* **Exercise prompt**: Restate the entries below word for word, leaving nothing out.
:: Data extracts ::
PR #766, opened 2020-04-21
Fix deprecation warning in WSCompression

nickoto:
Apple recommends using the withUnsafeMutableBytes method on the buffer
to bind an unsafe pointer.


rudyrichter:
@daltoniam this looks like a good change to merge.

daltoniam:
Thanks!

PR #772, opened 2020-05-06
feat(waiting): add error handling for errors while waiting

DomiR:
While using a custom cert pinnner calling `completion(.failed(error))` will update the state with state `waiting` passing the cert error. 

In this case we also should call the error handler.


DomiR:
What do you think about this?

daltoniam:
Makes sense, I like it. Going to cut another version (to fix some bugs) before merging this since it is a breaking changing with the enum case change. Thanks for the PR!

scoreyou:
@daltoniam Are there any updates on this?

PR #111, opened 2017-11-08
Add time.Time matcher and fix broken comparison

richardartoul:
1) Add a time.Time matcher for use with gomock
2) Fix IsEmpty method of range to use .Equal() method instead of ==


time/time_matcher.go
```diff
@@ -0,0 +1,34 @@
+package time
```
xichen2020: nit: just call it `matcher.go` since it's in the time package?

PR #114, opened 2017-11-14
[instrument] Add metric for GC CPU Fraction

jeromefroe:
Add a metric for `GCCPUFraction`, which tracks the percentage of total available CPU time that was spent on garbage collection.

cc @xichen2020 @prateek


prateek:
looks like theres an issue with the new linter config?

jeromefroe:
Yea, I think I'll sync with Ritchie tomorrow.

PR #115, opened 2017-11-22
Add resource pool for long lives objects

nikunjgit:


robskillington:
We already have one of these in `pool`?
:::
* **Written answer**:
PR #766, opened 2020-04-21
Fix deprecation warning in WSCompression

nickoto:
Apple recommends using the withUnsafeMutableBytes method on the buffer
to bind an unsafe pointer.


rudyrichter:
@daltoniam this looks like a good change to merge.

daltoniam:
Thanks!

PR #772, opened 2020-05-06
feat(waiting): add error handling for errors while waiting

DomiR:
While using a custom cert pinnner calling `completion(.failed(error))` will update the state with state `waiting` passing the cert error. 

In this case we also should call the error handler.


DomiR:
What do you think about this?

daltoniam:
Makes sense, I like it. Going to cut another version (to fix some bugs) before merging this since it is a breaking changing with the enum case change. Thanks for the PR!

scoreyou:
@daltoniam Are there any updates on this?

PR #111, opened 2017-11-08
Add time.Time matcher and fix broken comparison

richardartoul:
1) Add a time.Time matcher for use with gomock
2) Fix IsEmpty method of range to use .Equal() method instead of ==


time/time_matcher.go
```diff
@@ -0,0 +1,34 @@
+package time
```
xichen2020: nit: just call it `matcher.go` since it's in the time package?

PR #114, opened 2017-11-14
[instrument] Add metric for GC CPU Fraction

jeromefroe:
Add a metric for `GCCPUFraction`, which tracks the percentage of total available CPU time that was spent on garbage collection.

cc @xichen2020 @prateek


prateek:
looks like theres an issue with the new linter config?

jeromefroe:
Yea, I think I'll sync with Ritchie tomorrow.

PR #115, opened 2017-11-22
Add resource pool for long lives objects

nikunjgit:


robskillington:
We already have one of these in `pool`?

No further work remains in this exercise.